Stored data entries
== == ==

PR #578, opened 2019-07-16
 Loop association between Loop Constructs and do-loops

ichoyjx:
```
!$omp parallel do
do i=1, N
  ...
enddo
[!$omp end parallel do]
```
Here LoopDirective and EndLoopDirective are not wrapped in the same class.
Ideally, it would be `{LoopDirective, ClauseList, DoConstruct, EndLoopDirective}`.
However, to allow different forms of do-loops, OpenMPLoopConstruct is actually
`{LoopDirective, ClauseList}` and the loop association checks are deferred to
Semantics.

In the example, do-loop needs to immediately follow the LoopDirective and
EndLoopDirective needs to immediately follow the ENDDO (`DoConstruct`). Here
the EndLoopdirective is optional because the scope of PARALLEL region is
determined by the scope of the associated do-loop. Unlike BlockDirective,
we pop the context upon the LEAVE of DoConstruct or on the point of failing
to find the associated do-loop.

Note that a new `checkState_` struct was created to hold temporary status.

Msg examples:
```
omp-clause-validity01.f90:220:15: error: do-loop is expected after the PARALLEL DO directive
          !$omp parallel do shared(b)
                ^^^^^^^^^^^
omp-clause-validity01.f90:224:12: error: The END PARALLEL DO must follow the do-loop associated with the loop construct
       !$omp end parallel do
             ^^^^^^^^^^^^^^^
```
Also added simd/ordered constructs example to test the implementation.

### DIFF
--- a/lib/semantics/check-omp-structure.cc
+++ b/lib/semantics/check-omp-structure.cc
@@ -66,7 +66,28 @@ void OmpStructureChecker::CheckAllowed(const OmpClause &type) {
 }
 
 void OmpStructureChecker::Enter(const parser::OpenMPConstruct &x) {
-  // 2.8.1 TODO: Simd Construct with Ordered Construct Nesting check
+  // 2.8.1 Simd Construct Restriction
+  if (CurrentDirectiveIsNested() &&
+      GetContext().directive == OmpDirective::SIMD) {
+    bool hasError{true};
+    if (const auto *block{std::get_if<parser::OpenMPBlockConstruct>(&x.u)}) {
+      const auto &dir{std::get<parser::OmpBlockDirective>(block->t)};
+      const auto &clauses{std::get<parser::OmpClauseList>(block->t)};
+      const auto &list{clauses.v};
+      if (dir.v == parser::OmpBlockDirective::Directive::Ordered &&
+          list.size() == 1 &&
+          std::holds_alternative<parser::OmpClause::Simd>(list.front().u)) {
+        // Simd and Threads clauses cannot be both present
+        hasError = false;
+      }
+    }
+    if (hasError) {
+      context_.Say(GetContext().directiveSource,
+          "An ORDERED construct with the SIMD clause is "
+          "the only OpenMP construct that can be "
+          "encountered during execution of a SIMD region"_err_en_US);
+    }
+  }  // SIMD
 }
 
 void OmpStructureChecker::Enter(const parser::OpenMPLoopConstruct &x) {
--- a/lib/semantics/check-omp-structure.cc
+++ b/lib/semantics/check-omp-structure.cc
@@ -82,10 +82,55 @@ void OmpStructureChecker::Enter(const parser::OpenMPLoopConstruct &x) {
   // push a context even in the error case
   OmpContext ct{dir.source};
   ompContext_.push_back(ct);
+  checkState_.justSawLoopConstruct = true;
 }
 
-void OmpStructureChecker::Leave(const parser::OpenMPLoopConstruct &) {
-  ompContext_.pop_back();
+void OmpStructureChecker::Enter(const parser::ExecutableConstruct &x) {
+  if (checkState_.justSawLoopConstruct) {
+    if (const auto *doDir{
+            std::get_if<common::Indirection<parser::DoConstruct>>(&x.u)}) {
+      // save associated DoConstruct pointer
+      SetContextDo(doDir->value());
+      checkState_.inOmpLoopRegion = true;
+    } else {
+      context_.Say(GetContext().directiveSource,
+          "do-loop is expected after the %s directive"_err_en_US,
+          ContextDirectiveAsFortran());
+      ompContext_.pop_back();
+    }
+    checkState_.justSawLoopConstruct = false;
+  }
+
+  const auto *endDoDir{
+      std::get_if<common::Indirection<parser::OpenMPEndLoopDirective>>(&x.u)};
+  if (!endDoDir && checkState_.allowOptionalEndDirective) {
+    // END directive is not present, loop construct is complete
+    checkState_.allowOptionalEndDirective = false;
+  }
+}
+
+void OmpStructureChecker::Leave(const parser::ExecutableConstruct &x) {
+  if (const auto *doDir{
+          std::get_if<common::Indirection<parser::DoConstruct>>(&x.u)}) {
+    if (checkState_.inOmpLoopRegion) {
+      if (&doDir->value() == GetContext().doDirective) {
+        checkState_.inOmpLoopRegion = false;
+        checkState_.allowOptionalEndDirective = true;
+        // pop at the end of associated do-loop
+        ompContext_.pop_back();
+      }
+    }
+  }
+}
+
+void OmpStructureChecker::Enter(const parser::OpenMPEndLoopDirective &x) {
+  checkState_.inEndDirective = true;
+  if (!checkState_.allowOptionalEndDirective) {
+    context_.Say(x.source,
+        "The %s must follow the do-loop associated with the "
+        "loop construct"_err_en_US,
+        parser::ToUpperCaseLetters(x.source.ToString()));
+  }
 }
 
 void OmpStructureChecker::Enter(const parser::OpenMPBlockConstruct &x) {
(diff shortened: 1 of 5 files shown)


lib/semantics/check-omp-structure.cc
```diff
@@ -82,10 +82,55 @@ void OmpStructureChecker::Enter(const parser::OpenMPLoopConstruct &x) {
...
+      std::get_if<common::Indirection<parser::OpenMPEndLoopDirective>>(&x.u)};
+  if (!endDoDir && checkState_.allowOptionalEndDirective) {
+    // END directive is not present, loop construct is complete
+    checkState_.allowOptionalEndDirective = false;
+  }
 }
 
-void OmpStructureChecker::Leave(const parser::OpenMPLoopConstruct &) {
-  ompContext_.pop_back();
+void OmpStructureChecker::Leave(const parser::ExecutableConstruct &x) {
```
tskeith: Does this work if you see an `ExecutionPartConstruct` that is not an `ExecutableConstruct`?
For example, what if a loop directive is followed by a FORMAT statement?

lib/semantics/check-omp-structure.cc
```diff
@@ -82,10 +82,55 @@ void OmpStructureChecker::Enter(const parser::OpenMPLoopConstruct &x) {
...
+    }
+  }
+}
+
+void OmpStructureChecker::Enter(const parser::OpenMPEndLoopDirective &x) {
+  checkState_.inEndDirective = true;
+  if (!checkState_.allowOptionalEndDirective) {
+    context_.Say(x.source,
+        "The %s must follow the do-loop associated with the "
+        "loop construct"_err_en_US,
```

== == ==

- [Task goal]: Without altering a single word, transcribe the entries above.

- [Result]:
PR #578, opened 2019-07-16
 Loop association between Loop Constructs and do-loops

ichoyjx:
```
!$omp parallel do
do i=1, N
  ...
enddo
[!$omp end parallel do]
```
Here LoopDirective and EndLoopDirective are not wrapped in the same class.
Ideally, it would be `{LoopDirective, ClauseList, DoConstruct, EndLoopDirective}`.
However, to allow different forms of do-loops, OpenMPLoopConstruct is actually
`{LoopDirective, ClauseList}` and the loop association checks are deferred to
Semantics.

In the example, do-loop needs to immediately follow the LoopDirective and
EndLoopDirective needs to immediately follow the ENDDO (`DoConstruct`). Here
the EndLoopdirective is optional because the scope of PARALLEL region is
determined by the scope of the associated do-loop. Unlike BlockDirective,
we pop the context upon the LEAVE of DoConstruct or on the point of failing
to find the associated do-loop.

Note that a new `checkState_` struct was created to hold temporary status.

Msg examples:
```
omp-clause-validity01.f90:220:15: error: do-loop is expected after the PARALLEL DO directive
          !$omp parallel do shared(b)
                ^^^^^^^^^^^
omp-clause-validity01.f90:224:12: error: The END PARALLEL DO must follow the do-loop associated with the loop construct
       !$omp end parallel do
             ^^^^^^^^^^^^^^^
```
Also added simd/ordered constructs example to test the implementation.

### DIFF
--- a/lib/semantics/check-omp-structure.cc
+++ b/lib/semantics/check-omp-structure.cc
@@ -66,7 +66,28 @@ void OmpStructureChecker::CheckAllowed(const OmpClause &type) {
 }
 
 void OmpStructureChecker::Enter(const parser::OpenMPConstruct &x) {
-  // 2.8.1 TODO: Simd Construct with Ordered Construct Nesting check
+  // 2.8.1 Simd Construct Restriction
+  if (CurrentDirectiveIsNested() &&
+      GetContext().directive == OmpDirective::SIMD) {
+    bool hasError{true};
+    if (const auto *block{std::get_if<parser::OpenMPBlockConstruct>(&x.u)}) {
+      const auto &dir{std::get<parser::OmpBlockDirective>(block->t)};
+      const auto &clauses{std::get<parser::OmpClauseList>(block->t)};
+      const auto &list{clauses.v};
+      if (dir.v == parser::OmpBlockDirective::Directive::Ordered &&
+          list.size() == 1 &&
+          std::holds_alternative<parser::OmpClause::Simd>(list.front().u)) {
+        // Simd and Threads clauses cannot be both present
+        hasError = false;
+      }
+    }
+    if (hasError) {
+      context_.Say(GetContext().directiveSource,
+          "An ORDERED construct with the SIMD clause is "
+          "the only OpenMP construct that can be "
+          "encountered during execution of a SIMD region"_err_en_US);
+    }
+  }  // SIMD
 }
 
 void OmpStructureChecker::Enter(const parser::OpenMPLoopConstruct &x) {
--- a/lib/semantics/check-omp-structure.cc
+++ b/lib/semantics/check-omp-structure.cc
@@ -82,10 +82,55 @@ void OmpStructureChecker::Enter(const parser::OpenMPLoopConstruct &x) {
   // push a context even in the error case
   OmpContext ct{dir.source};
   ompContext_.push_back(ct);
+  checkState_.justSawLoopConstruct = true;
 }
 
-void OmpStructureChecker::Leave(const parser::OpenMPLoopConstruct &) {
-  ompContext_.pop_back();
+void OmpStructureChecker::Enter(const parser::ExecutableConstruct &x) {
+  if (checkState_.justSawLoopConstruct) {
+    if (const auto *doDir{
+            std::get_if<common::Indirection<parser::DoConstruct>>(&x.u)}) {
+      // save associated DoConstruct pointer
+      SetContextDo(doDir->value());
+      checkState_.inOmpLoopRegion = true;
+    } else {
+      context_.Say(GetContext().directiveSource,
+          "do-loop is expected after the %s directive"_err_en_US,
+          ContextDirectiveAsFortran());
+      ompContext_.pop_back();
+    }
+    checkState_.justSawLoopConstruct = false;
+  }
+
+  const auto *endDoDir{
+      std::get_if<common::Indirection<parser::OpenMPEndLoopDirective>>(&x.u)};
+  if (!endDoDir && checkState_.allowOptionalEndDirective) {
+    // END directive is not present, loop construct is complete
+    checkState_.allowOptionalEndDirective = false;
+  }
+}
+
+void OmpStructureChecker::Leave(const parser::ExecutableConstruct &x) {
+  if (const auto *doDir{
+          std::get_if<common::Indirection<parser::DoConstruct>>(&x.u)}) {
+    if (checkState_.inOmpLoopRegion) {
+      if (&doDir->value() == GetContext().doDirective) {
+        checkState_.inOmpLoopRegion = false;
+        checkState_.allowOptionalEndDirective = true;
+        // pop at the end of associated do-loop
+        ompContext_.pop_back();
+      }
+    }
+  }
+}
+
+void OmpStructureChecker::Enter(const parser::OpenMPEndLoopDirective &x) {
+  checkState_.inEndDirective = true;
+  if (!checkState_.allowOptionalEndDirective) {
+    context_.Say(x.source,
+        "The %s must follow the do-loop associated with the "
+        "loop construct"_err_en_US,
+        parser::ToUpperCaseLetters(x.source.ToString()));
+  }
 }
 
 void OmpStructureChecker::Enter(const parser::OpenMPBlockConstruct &x) {
(diff shortened: 1 of 5 files shown)


lib/semantics/check-omp-structure.cc
```diff
@@ -82,10 +82,55 @@ void OmpStructureChecker::Enter(const parser::OpenMPLoopConstruct &x) {
...
+      std::get_if<common::Indirection<parser::OpenMPEndLoopDirective>>(&x.u)};
+  if (!endDoDir && checkState_.allowOptionalEndDirective) {
+    // END directive is not present, loop construct is complete
+    checkState_.allowOptionalEndDirective = false;
+  }
 }
 
-void OmpStructureChecker::Leave(const parser::OpenMPLoopConstruct &) {
-  ompContext_.pop_back();
+void OmpStructureChecker::Leave(const parser::ExecutableConstruct &x) {
```
tskeith: Does this work if you see an `ExecutionPartConstruct` that is not an `ExecutableConstruct`?
For example, what if a loop directive is followed by a FORMAT statement?

lib/semantics/check-omp-structure.cc
```diff
@@ -82,10 +82,55 @@ void OmpStructureChecker::Enter(const parser::OpenMPLoopConstruct &x) {
...
+    }
+  }
+}
+
+void OmpStructureChecker::Enter(const parser::OpenMPEndLoopDirective &x) {
+  checkState_.inEndDirective = true;
+  if (!checkState_.allowOptionalEndDirective) {
+    context_.Say(x.source,
+        "The %s must follow the do-loop associated with the "
+        "loop construct"_err_en_US,
```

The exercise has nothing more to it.